ちなみに「猶予」とは、平たく言えば「出世払い」のようなイメージでしょうか?「学校(大学)を卒業し、就職してから猶予された保険料を納めてくれれば良いですよ」という感じですね。
ただ、学生という身分にあれば、誰もがその「猶予」の恩恵にあずかれる訳ではなく、所得の制限があります。本人の所得(収入ではありません)が一定額以下でなくてはなりません。本人の所得が一定額とは、下の計算式に基づいた金額です。
118万円+扶養親族等の数×38万円+社会保険料控除など
なお、学生納付特例制度は「本人の所得」だけで「猶予」できるか判断しますが、「国民年金の保険料免除」は、「本人の所得」だけでなく「世帯主の所得」や「配偶者の所得」も含めて「免除」できるか判断します。
もし、学生本人だけでなく、世帯主の失業などで「家族全体が経済的に厳しい」ということでしたら、「学生納付特例制度」よりも、「国民年金の保険料免除」の手続きをする方が良いでしょう。
後述するように、学生納付特例制度よりも、国民年金の保険料免除の方が有利な点があるからです。
学生納付特例制度の対象者は?
対象となる学生は、大学院を含む大学、短期大学、高等学校、高等専門学校、特別支援学校、専修学校に在学する方です。全日制に限らず、夜間・定時制課程や通信課程の方も含まれます。また海外の大学の日本分校も一部が対象です。
また、専門学校の認可を受けていない(いわゆる各種学校と言われる)学校も、卒業までの期間が1年以上あり、また私立なら都道府県知事の認可を受けていればOKです。
なので、ほとんどの学生の皆さんが対象になると思われます。ちなみに、年齢の制限はありません。なお、おおむね1年以上、海外に留学する場合は、国民年金の保険料の納付義務が無いので、学生納付特例制度もありません。
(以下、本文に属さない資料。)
PR #1313, opened 2017-08-13
Provide content-length header when serving from a URL

### LINKED ISSUE #1295: Provide Content-Length header when serving static files from URL
Currently, `StaticFile.fromURL` doesn't provide a `Content-Length` header. It uses `Transfer-Encoding: chunked` instead. We can easily get the content length of a resource with `url.openConnection.getContentLengthLong`.

rossabaker:
A bunch of file I/O operations are unguarded by task, so sweep all of `StaticFile` into an `OptionT`.

Then, once safely tucked away, we can call `getContentLengthLong` on the `URLConnection`.

Fixes #1295.

/cc @ZizhengTai

### DIFF
--- a/tests/src/test/scala/org/http4s/StaticFileSpec.scala
+++ b/tests/src/test/scala/org/http4s/StaticFileSpec.scala
@@ -109,5 +109,12 @@ class StaticFileSpec extends Http4sSpec {
       // things like CachingChunkWriter that buffer the chunks.
       new String(Chunk.concat(s.chunks.runLog.unsafeRun).toArray, "utf-8") must_== expected
     }
+
+    "Set content-length header from a URL" in {
+      val url = getClass.getResource("/lorem-ipsum.txt")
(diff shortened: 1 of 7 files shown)


tests/src/test/scala/org/http4s/StaticFileSpec.scala
```diff
@@ -100,12 +101,20 @@ class StaticFileSpec extends Http4sSpec {
...
         .fold[EntityBody](sys.error("Couldn't find resource"))(_.body)
       // Expose problem with readInputStream recycling buffer.  chunks.runLog
       // saves chunks, which are mutated by naive usage of readInputStream.
       // This ensures that we're making a defensive copy of the bytes for
       // things like CachingChunkWriter that buffer the chunks.
       new String(Chunk.concat(s.chunks.runLog.unsafeRun).toArray, "utf-8") must_== expected
     }
+
+    "Set content-length header from a URL" in {
+      val url = getClass.getResource("/lorem-ipsum.txt")
```
ChristopherDavenport: Not used if following test.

「学生納付特例制度」の手続きは、住民登録のある区・市役所か町村役場、もしくは年金事務所でできます。
また、一部の学校では、学校が窓口になっているところもありますが、数は限られているようです(学生納付特例の対象校となっている「代行事務の許認可」を受けた学校です)。郵送でも手続きすることができます。
必要な書類は、まず「国民年金保険料学生納付特例申請書」です。この「申請書」は、先述の市役所や町村役場、もしくは年金事務所に備え付けてある他、日本年金機構のホームページからもPDFをダウンロードすることができます。
添付書類は、大まかに以下の2点です。
☆「年金手帳(名前の書いてあるページ)」のコピー、もしくは「年金番号の通知書」のコピー。
☆在学証明書、もしくは学生証のコピー(両面)。
※申請時点から「2年1ヶ月前」まででしたら、さかのぼって学生納付特例を申請することができます。複数年度の申請を行う時は、各年度につき1枚、申請書が必要になります。例えば、今年度分と昨年度分をまとめて申請する時には、2枚の申請書を提出します。
また、「さかのぼって申請」をしたとしても。「申請日の前」に生じた(=初診日のある)障害は障害基礎年金の対象外です。
老齢基礎年金と学生納付特例制度の関係性
学生納付特例制度によって、国民年金保険料の「猶予」となった期間は、どのように扱われるのでしょうか?
原則として、65歳になった時から老齢基礎年金をもらうことができますが、「原則通りに65歳から」もらえるのか否かは、「受給資格期間」を「満たしているか否か」で判断されます。
受給資格期間に含まれる期間は、以下の通りです。
☆国民年金保険料を納めた期間
☆国民年金の第三号被保険者の期間
☆昭和36年以後の20歳未満、もしくは60歳以後の厚生年金保険の被保険者の期間
☆国民年金の保険料を免除もしくは猶予された期間
☆海外に住んでいた期間
以上の期間を合計して、10年以上(120ヶ月以上)に達していれば、受給資格期間を満たしているということになります。老齢基礎年金は原則通り65歳から、もらえることが分かりました。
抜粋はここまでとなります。